RECORDS TO PROCESS: Begin

PR #2293, opened 2022-01-03
Added ignorenotfound flag for all resources' deletion

### LINKED ISSUE #2108: Support resource deletion as successful when resource is not found
Currently while deleting any Fission CRD (like package, function) using Fission CLI, if the specified resource is not found then command exits with non zero error code.

We are looking for something similar to what we have in K8 where while deleting a resource if we pass `--ignore-not-found=true ` then in place of throwing non zero error code if resource is not found for deletion K8 skips the deletion of the resource and exits gracefully.

blackfly19:
## Description
Added ignorenotfound flag for all resources to avoid error when a resource is deleted.

Fixes #2108 

## Testing
I rebuilt the cli and tested the flag.

## Checklist:


pkg/fission-cli/flag/key/key.go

RECORDS TO PROCESS: End

:: INSTRUCTIONS TO FOLLOW ::
The output should restate the data exactly, with no line missing.

:: RESULT FOR THIS TASK ::
PR #2293, opened 2022-01-03
Added ignorenotfound flag for all resources' deletion

### LINKED ISSUE #2108: Support resource deletion as successful when resource is not found
Currently while deleting any Fission CRD (like package, function) using Fission CLI, if the specified resource is not found then command exits with non zero error code.

We are looking for something similar to what we have in K8 where while deleting a resource if we pass `--ignore-not-found=true ` then in place of throwing non zero error code if resource is not found for deletion K8 skips the deletion of the resource and exits gracefully.

blackfly19:
## Description
Added ignorenotfound flag for all resources to avoid error when a resource is deleted.

Fixes #2108 

## Testing
I rebuilt the cli and tested the flag.

## Checklist:


pkg/fission-cli/flag/key/key.go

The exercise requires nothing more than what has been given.